Fix: Tune thresholds based on historical error rates. A 50-60% error threshold with a volume threshold of 10+ requests provides a balance between resilience and availability.
5. In-Memory Job Queues
Explanation: Storing job queues in process memory means jobs are lost if an instance restarts or if the load balancer routes subsequent requests elsewhere. This breaks async workflows.
Fix: Use a distributed queue system like Redis Streams, BullMQ, or a message broker. Ensure jobs are persisted and can be processed by any instance.
6. Thundering Herd on Recovery
Explanation: When a failed instance recovers and is added back to the pool, or when a circuit breaker closes, a sudden influx of traffic can overwhelm the recovering service.
Fix: Implement gradual recovery. Nginx's slowstart parameter (if available) or application-level warm-up logic can ramp up traffic to recovering instances. Circuit breakers should use half-open states to probe recovery before full restoration.
7. Ignoring Idempotency in Webhooks
Explanation: Shopify retries webhooks if it does not receive a 200 response within the timeout window. If your app processes the same webhook multiple times without idempotency checks, it can cause duplicate actions, data corruption, or API rate limit violations.

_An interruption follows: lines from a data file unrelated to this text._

PR #198, opened 2021-11-02
Fix renamed `rcpputils` header

aprotyas:
`rcpputils/get_env.hpp` is renamed to `rcpputils/env.hpp` as part of https://github.com/ros2/rcpputils/pull/150, so the corresponding includes have been fixed in this PR.

Signed-off-by: Abrar Rahman Protyasha <aprotyas@u.rochester.edu>

### DIFF
--- a/rmw_implementation/src/functions.cpp
+++ b/rmw_implementation/src/functions.cpp
@@ -26,7 +26,7 @@
 #include "rcutils/format_string.h"
 #include "rcutils/types/string_array.h"
 
-#include "rcpputils/get_env.hpp"
+#include "rcpputils/env.hpp"
 #include "rcpputils/shared_library.hpp"
 
 #include "rmw/error_handling.h"


aprotyas:
The Rpr job fails as expected because the renamed header is not in a release yet.

CI from https://github.com/ros2/rcpputils/pull/150:

Repos file: https://gist.github.com/aprotyas/96874af9175859555af0144398e0bf25
Build/Test args: `--packages-above-and-dependencies rcpputils`
ROS distro: Rolling
Job: https://ci.ros2.org/job/ci_launcher/9263

* Linux [Build Status](http://ci.ros2.org/job/ci_linux/15548/)
* Linux-aarch64 [Build Status](http://ci.ros2.org/job/ci_linux-aarch64/10232/)
* macOS [Build Status](http://ci.ros2.org/job/ci_osx/13215/)
* Windows [Build Status](http://ci.ros2.org/job/ci_windows/15760/)

rmw_implementation/src/functions.cpp
```diff
@@ -26,7 +26,7 @@
 #include "rcutils/format_string.h"
 #include "rcutils/types/string_array.h"
 
-#include "rcpputils/get_env.hpp"
+#include "rcpputils/env.hpp"
```
clalancette, line 29: This isn't right, as far as I can tell.  We deprecated `rcutils/get_env.h`, not `rcpputils/get_env.hpp`.  So I don't think this is going to work.

clalancette (changes requested):

rmw_implementation/src/functions.cpp
clalancette: Oh, never mind me.  I didn't read the whole description, the whole point of this is to add that :).

clalancette (approved):

aprotyas:
Two approvals and CI is green, so I'll merge this in. Thanks for the reviews!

Fix: Implement idempotency keys based on the webhook event ID. Check for processed events in a store before executing business logic. Return 200 immediately for duplicate events.
Production Bundle
Action Checklist
Decision Matrix
| Scenario | Recommended Approach | Why | Cost Impact |
|---|
| High-Volume Webhooks | Least Connections + Redis Queue | Handles variable job durations; prevents queue buildup. | Moderate (Redis/Queue infra) |
| Stateless API Scaling | Round Robin + Stateless Design | Simple distribution; maximizes throughput for uniform requests. | Low |
| OAuth / WebSockets | IP Hash / Sticky Sessions | Maintains session continuity required for handshakes. | Low |
| Mixed Instance Fleet | Weighted Round Robin | Distributes traffic proportional to instance capacity. | Low |
| Zero-Downtime Deploys | Blue-Green with Traffic Split | Allows gradual rollout and instant rollback. | Moderate (Double capacity during deploy) |
| External API Volatility | Circuit Breaker + Cache Fallback | Prevents cascading failures; maintains partial availability. | Low |
Configuration Template
Nginx Load Balancer Configuration for Shopify App:
# Upstream for Webhook Workers (Variable Duration)
upstream webhook_workers {
least_conn;
server worker-01.internal:3000 max_fails=3 fail_timeout=30s;
server worker-02.internal:3000 max_fails=3 fail_timeout=30s;
server worker-03.internal:3000 max_fails=3 fail_timeout=30s;
keepalive 64;
}
# Upstream for API Workers (Uniform Duration)
upstream api_workers {
server api-01.internal:3000;
server api-02.internal:3000;
server api-03.internal:3000;
keepalive 32;
}
server {
listen 80;
server_name app.example.com;
# Webhook Endpoint
location /webhooks/ {
proxy_pass http://webhook_workers;
proxy_read_timeout 15s;
proxy_set_header X-Real-IP $remote_addr;
proxy_http_version 1.1;
proxy_set_header Connection "";
}
# API Endpoint
location /api/ {
proxy_pass http://api_workers;
proxy_set_header X-Real-IP $remote_addr;
proxy_http_version 1.1;
proxy_set_header Connection "";
}
# Health Check Endpoint (Internal)
location /status/ready {
proxy_pass http://api_workers;
access_log off;
}
}
Quick Start Guide
- Externalize State: Configure Redis and update your session middleware to use a Redis store. Ensure all instances share the same Redis cluster.
- Add Health Endpoint: Implement a
/status/ready endpoint in your application that checks database and cache connectivity. Return 200 only if all dependencies are healthy.
- Update Nginx Config: Replace your Nginx upstream blocks with the template above. Use
least_conn for webhook workers and keepalive for connection reuse.
- Deploy Circuit Breakers: Install
opossum and wrap your Shopify API calls with circuit breaker logic. Configure timeouts and fallbacks.
- Verify Routing: Test the load balancer by sending requests to webhook and API endpoints. Verify that health checks correctly remove unhealthy instances and that circuit breakers trigger on API failures.